→ **WORK ITEM**
For this listing, report how many lines contain the string "SyntheticEvent", using only a number.
━━ AVAILABLE DATA
PR #468, opened 2018-05-30
`to` prop

### LINKED ISSUE #445: Render `as` prop
Components should be able to customize the html tag they render by, like so:

```
<Button
  as={Link}
  to="/somewhere"
  css={{ ":hover": {} }}
>
  Go somewhere
</Button>
```

### Challenges

For some components, it is tricky to reliably pass props along to the rendered element, and to make that compatible with internal rendering logic. For instance, in the example above, hover styles cannot be passed along because react router's link is not a glamorous component. One solution to this is to specify that we recommend that only glamorous components be passed into `as`, and if that's not the case, then dear user, don't be surprised. We can supply an alternative `Link` implementation that renders a `<glamorous.a />` (tap into context and redirect, set href, prevent default, all that fun stuff).

I would argue that it doesn't make sense to do this everywhere. Buttons, sidenav stuff, and typography elements have a very strong case for this feature to avoid unnecessary html tags and to enhance accessibility, but not so much any other component (correct me if I'm wrong :)). Restricting the scope this way can also reduce the amount of custom logic we'll have to maintain in the components.

peterszerzo:
Establishes a pattern to fix #445.

Adds pushstate routing to operational components via context - also known as `create an app with routing without react-router in about 25 lines`. Usage example here: https://github.com/Contiamo/operational-ui/blob/b1431858c8bc0249761df96a291cea2f6b9333d5/packages/components/scripts/dev-server/index.tsx


packages/components/src/Button/Button.tsx
```diff
@@ -3,19 +3,25 @@ import glamorous, { GlamorousComponent } from "glamorous"
...
   css?: Css
   className?: string
-  /** Invoked when you click on the button */
-  onClick?: React.HTMLProps<HTMLButtonElement>["onClick"]
+  /* 
+   * Invoked when you click on the button 
+   *
+   * @todo Adjust typings to be compatible with React.SyntheticEvent
+   */
+  onClick?: (ev: any) => void
```
peterszerzo: @fabien0102 the typing you added is incompatible with `React.SyntheticEvent` declaration in the `onClick` call below, and taking the type declaration out there doesn't work either. What is the right way to type this?

I would prefer not passing the event along at all until we have evidence that working with it is necessary in production (as in functionality can't be achieved through the other props, the new `to` prop included). This is what the other `onClick: () => void` declarations throughout the codebase do in order to keep the API simpler. Let me know if anything comes up.

packages/components/src/SidenavHeader/SidenavHeader.tsx
```diff
@@ -37,44 +43,54 @@ export interface State {
...
+  return {
+    label: "sidenavheader",
+    textDecoration: "none",
+    width: "100%",
+    position: "relative",
+    borderBottom: "1px solid",
+    borderLeft: "4px solid",
+    borderLeftColor: isActive ? stripColor : "transparent",
+    borderBottomColor: theme.colors.separator,
+    backgroundColor: isActive ? "#F8F8F8" : "transparent",
```
fabien0102: This color should be inside the theme

packages/components/src/SidenavItem/SidenavItem.tsx
```diff
@@ -4,70 +4,92 @@ import { Theme } from "@operational/theme"
...
+import { Icon, IconName, ContextConsumer, Context } from "../"
+import { isModifiedEvent } from "../utils"
 
 export interface Props {
   id?: string
   /** `css` prop as expected in a glamorous component */
   css?: Css
   className?: string
   onClick?: () => void
+  /** Navigation property a'la react-router <Link/> */
```
fabien0102: `a'la` ??

PR #471, opened 2018-05-31
General chart improvements

ImogenF:
Final chart features and fixes. 
Type improvements and unit tests will be in a separate PR.


ImogenF:
https://visual-tests-chart-improvements.fe.ctmo.io

micha-f:
image

@ImogenF There is something weird about the "Flag 3" / "Flag 4" labels here

ImogenF:
@micha-f good spot, I'll check what went wrong there...

micha-f:
image

@ImogenF This one is really difficult to understand. Is it correct?

ImogenF:
@micha-f The bar ranges one is correct, yes. The lines are there just for reference but can easily be removed. I'm not sure what the use case would be for rendering a range as bars, particularly with both positive and negative values, but I implemented it for consistency, so that the user can apply any of the the standard renderers to a range.

micha-f:
image

@ImogenF There seems to be something overlaying the bottom left of the chart (close to 0,0)

ImogenF:
@micha-f Have fixed the axis being cut off. Can't recreate the problem with the flags - yesterday I could only see the problem in the deployed version of the visual tests, not locally, and today it's not even appearing in the deployed tests. Could you check again please? Apart from that, am I ok to merge?

ImogenF:
@TejasQ Thanks for reviewing. Did you get a chance to look into the CI errors? Can I ignore them?

micha-f:
@ImogenF  Cannot reproduce either. Weird.

TejasQ:
For clarity, the CI fails because our test runner hangs. We're currently looking into it!

PR #658, opened 2018-08-03
Workaround compiled `.d.ts` files

peterszerzo:
### Summary

This PR fixes `.d.ts` files so dependent projects build with typings successfully. The errors fixed are the following:

#### 1. Paths

Fixes an error that incorrectly references internal `.d.ts` files when compiled. A project trying to compile depending on the package might get something like this:

```
node_modules/@operational/components/lib/src/utils/constants.d.ts:184:17 - error TS2307: Cannot find module 'src/utils/constants/deprecatedTheme'.

184     deprecated: import("src/utils/constants/deprecatedTheme").Theme;
```

#### 2. `import("eac")`

When `styled` is used in a file but `React` isn't, the compiler gets confused and truncates `import("react")` to `import("eac")`. This is fixed by adding react to scope. 

### To be tested

Me
- [x] Components look and work as before
- [x] When compiled, a full search of `lib/**/*.d.ts` for `import("eac")` only yields occurrences that are commented out

Tester 1

- [ ] Components look and work as before
- [ ] When compiled, a full search of `lib/**/*.d.ts` for `import("eac")` only yields occurrences that are commented out
  

Tester 2

- [ ] Components look and work as before
- [ ] When compiled, a full search of `lib/**/*.d.ts` for `import("eac")` only yields occurrences that are commented out


TejasQ:
The PR that undoes this is going to make me so happy.

PR #661, opened 2018-08-06
Feat theme

fabien0102:
### Summary

This is required for the Use Case Library app since we need the power of Operational UI with some extensions, namely to the primary color.

image

### To be tested

Me

Tester 1

Tester 2

### DIFF
--- a/package.json
+++ b/package.json
@@ -66,7 +66,6 @@
     ]
   },
   "dependencies": {
-    "deepmerge": "^2.1.1",
     "emotion": "^9.2.5",
     "emotion-theming": "^9.2.6",
     "lodash": "^4.17.10",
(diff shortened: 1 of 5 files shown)


package.json
```diff
@@ -66,6 +66,7 @@
     ]
   },
   "dependencies": {
+    "deepmerge": "^2.1.1",
```
TejasQ: Does lodash allow this functionality? Why are we using another library for this?

fabien0102: I find merge, but not deep merge. but maybe I missed something 🤔

TejasQ: AFAIK lodash merge _is_ deep. Why don’t we just `Object.assign` actually?

PR #665, opened 2018-08-09
Splash component improvements

### LINKED ISSUE #650: `Splash` component improvements
This issue describes changes planned for the [Splash](https://github.com/Contiamo/operational-ui/blob/master/src/Splash/Splash.tsx) component in order to make it more customizable.

### Customizable logos

Currently, the `Splash` component's logo is hard-coded `Operational` one, with the spinning animation relying on a state flag set every 8 seconds. This should be customizable for outside projects and other use-cases. The following steps are required to make this happen:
━━━━
→ **WRITTEN RESPONSE**
2